**Exercise brief:** Whatever appears in the listing must be reproduced exactly.

**Data for this task:**
PR #488, opened 2024-05-16
Update existing registry errors and add more detail

### LINKED ISSUE #484: Improve error reporting

When spegel first pulls an image, the responses from spegel seem to always be 500s which is not very helpful.

- 401/403s on the image pull secrets produce a 500 status code.
- Image not found also produces a 500 error and not a 404 status code.

Improve handling of responses and respond with correct status codes instead of generic 500.

phillebaba:
The current error messages have caused some confusion and unnecessary issues. This change attempts to fix existing errors and add more details to others in the hope that it helps users understand the errors. 

Fixes #484


pkg/registry/registry.go
```diff
@@ -237,23 +239,31 @@ func (r *Registry) handleMirror(rw mux.ResponseWriter, req *http.Request, ref re
...
-			rw.WriteError(http.StatusNotFound, fmt.Errorf("request closed for key: %s", key))
+			rw.WriteError(http.StatusNotFound, fmt.Errorf("mirroring for image component %s has been cancelled: %w", key, resolveCtx.Err()))
 			return
 		case ipAddr, ok := <-peerCh:
 			// Channel closed means no more mirrors will be received and max retries has been reached.
 			if !ok {
-				rw.WriteError(http.StatusNotFound, fmt.Errorf("mirror resolve retries exhausted for key: %s", key))
+				err = fmt.Errorf("mirror with image component %s could not be found", key)
+				if mirrorAttempts > 0 {
+					err = errors.Join(err, fmt.Errorf("requests to %d mirrors failed, all attempts haven been exhausted", mirrorAttempts))
```
bittrance: "haven" -> "have"

pkg/registry/registry.go
```diff
@@ -269,13 +279,11 @@ func (r *Registry) handleMirror(rw mux.ResponseWriter, req *http.Request, ref re
...
 			proxy.ErrorHandler = func(_ http.ResponseWriter, _ *http.Request, err error) {
-				log.Error(err, "proxy failed attempting next")
+				log.Error(err, "mirror request failed attempting next")
 			}
 			proxy.ModifyResponse = func(resp *http.Response) error {
 				if resp.StatusCode != http.StatusOK {
-					err := fmt.Errorf("expected mirror to respond with 200 OK but received: %s", resp.Status)
-					log.Error(err, "mirror failed attempting next")
-					return err
+					return fmt.Errorf("expected mirror to respond with 200 OK but received: %s", resp.Status)
```
bittrance, line 286: I think this message would be somewhat clearer if it said "peer" rather than "mirror".

pkg/registry/registry.go
```diff
@@ -269,13 +279,11 @@ func (r *Registry) handleMirror(rw mux.ResponseWriter, req *http.Request, ref re
 			proxy := httputil.NewSingleHostReverseProxy(u)
 			proxy.Transport = r.transport
 			proxy.ErrorHandler = func(_ http.ResponseWriter, _ *http.Request, err error) {
-				log.Error(err, "proxy failed attempting next")
+				log.Error(err, "mirror request failed attempting next")
```
bittrance, line 282: Nitpick: this message is ambiguous, and should really be "mirror request failed, attempting next". Alternatively, you could include the new `mirrorAttempts` variable: "request to mirror %d failed".

pkg/registry/registry.go
```diff
@@ -237,23 +239,31 @@ func (r *Registry) handleMirror(rw mux.ResponseWriter, req *http.Request, ref re
...
-			rw.WriteError(http.StatusNotFound, fmt.Errorf("request closed for key: %s", key))
+			rw.WriteError(http.StatusNotFound, fmt.Errorf("mirroring for image component %s has been cancelled: %w", key, resolveCtx.Err()))
 			return
 		case ipAddr, ok := <-peerCh:
 			// Channel closed means no more mirrors will be received and max retries has been reached.
 			if !ok {
-				rw.WriteError(http.StatusNotFound, fmt.Errorf("mirror resolve retries exhausted for key: %s", key))
+				err = fmt.Errorf("mirror with image component %s could not be found", key)
+				if mirrorAttempts > 0 {
+					err = errors.Join(err, fmt.Errorf("requests to %d mirrors failed, all attempts haven been exhausted or timeout has been reached", mirrorAttempts))
```
bittrance, line 259: "haven" -> "have"

bittrance (approved):
LGTM. Minor suggestions.

pkg/registry/registry.go
phillebaba: I agree with this, commas are important. I changed it and removed the attempting next because that would be a lie if max attempts was reached. Instead I changed the log to include the attempt count.

pkg/registry/registry.go
phillebaba: I do not agree with this. The word peer is something that has confused people i other issues. While peer is fine to use in code I would rather use the word mirror externally. It is a word that more people understand in "normal" image mirroring setups.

**Your solution:**
PR #488, opened 2024-05-16
Update existing registry errors and add more detail

### LINKED ISSUE #484: Improve error reporting

When spegel first pulls an image, the responses from spegel seem to always be 500s which is not very helpful.

- 401/403s on the image pull secrets produce a 500 status code.
- Image not found also produces a 500 error and not a 404 status code.

Improve handling of responses and respond with correct status codes instead of generic 500.

phillebaba:
The current error messages have caused some confusion and unnecessary issues. This change attempts to fix existing errors and add more details to others in the hope that it helps users understand the errors. 

Fixes #484


pkg/registry/registry.go
```diff
@@ -237,23 +239,31 @@ func (r *Registry) handleMirror(rw mux.ResponseWriter, req *http.Request, ref re
...
-			rw.WriteError(http.StatusNotFound, fmt.Errorf("request closed for key: %s", key))
+			rw.WriteError(http.StatusNotFound, fmt.Errorf("mirroring for image component %s has been cancelled: %w", key, resolveCtx.Err()))
 			return
 		case ipAddr, ok := <-peerCh:
 			// Channel closed means no more mirrors will be received and max retries has been reached.
 			if !ok {
-				rw.WriteError(http.StatusNotFound, fmt.Errorf("mirror resolve retries exhausted for key: %s", key))
+				err = fmt.Errorf("mirror with image component %s could not be found", key)
+				if mirrorAttempts > 0 {
+					err = errors.Join(err, fmt.Errorf("requests to %d mirrors failed, all attempts haven been exhausted", mirrorAttempts))
```
bittrance: "haven" -> "have"

pkg/registry/registry.go
```diff
@@ -269,13 +279,11 @@ func (r *Registry) handleMirror(rw mux.ResponseWriter, req *http.Request, ref re
...
 			proxy.ErrorHandler = func(_ http.ResponseWriter, _ *http.Request, err error) {
-				log.Error(err, "proxy failed attempting next")
+				log.Error(err, "mirror request failed attempting next")
 			}
 			proxy.ModifyResponse = func(resp *http.Response) error {
 				if resp.StatusCode != http.StatusOK {
-					err := fmt.Errorf("expected mirror to respond with 200 OK but received: %s", resp.Status)
-					log.Error(err, "mirror failed attempting next")
-					return err
+					return fmt.Errorf("expected mirror to respond with 200 OK but received: %s", resp.Status)
```
bittrance, line 286: I think this message would be somewhat clearer if it said "peer" rather than "mirror".

pkg/registry/registry.go
```diff
@@ -269,13 +279,11 @@ func (r *Registry) handleMirror(rw mux.ResponseWriter, req *http.Request, ref re
 			proxy := httputil.NewSingleHostReverseProxy(u)
 			proxy.Transport = r.transport
 			proxy.ErrorHandler = func(_ http.ResponseWriter, _ *http.Request, err error) {
-				log.Error(err, "proxy failed attempting next")
+				log.Error(err, "mirror request failed attempting next")
```
bittrance, line 282: Nitpick: this message is ambiguous, and should really be "mirror request failed, attempting next". Alternatively, you could include the new `mirrorAttempts` variable: "request to mirror %d failed".

pkg/registry/registry.go
```diff
@@ -237,23 +239,31 @@ func (r *Registry) handleMirror(rw mux.ResponseWriter, req *http.Request, ref re
...
-			rw.WriteError(http.StatusNotFound, fmt.Errorf("request closed for key: %s", key))
+			rw.WriteError(http.StatusNotFound, fmt.Errorf("mirroring for image component %s has been cancelled: %w", key, resolveCtx.Err()))
 			return
 		case ipAddr, ok := <-peerCh:
 			// Channel closed means no more mirrors will be received and max retries has been reached.
 			if !ok {
-				rw.WriteError(http.StatusNotFound, fmt.Errorf("mirror resolve retries exhausted for key: %s", key))
+				err = fmt.Errorf("mirror with image component %s could not be found", key)
+				if mirrorAttempts > 0 {
+					err = errors.Join(err, fmt.Errorf("requests to %d mirrors failed, all attempts haven been exhausted or timeout has been reached", mirrorAttempts))
```
bittrance, line 259: "haven" -> "have"

bittrance (approved):
LGTM. Minor suggestions.

pkg/registry/registry.go
phillebaba: I agree with this, commas are important. I changed it and removed the attempting next because that would be a lie if max attempts was reached. Instead I changed the log to include the attempt count.

pkg/registry/registry.go
phillebaba: I do not agree with this. The word peer is something that has confused people i other issues. While peer is fine to use in code I would rather use the word mirror externally. It is a word that more people understand in "normal" image mirroring setups.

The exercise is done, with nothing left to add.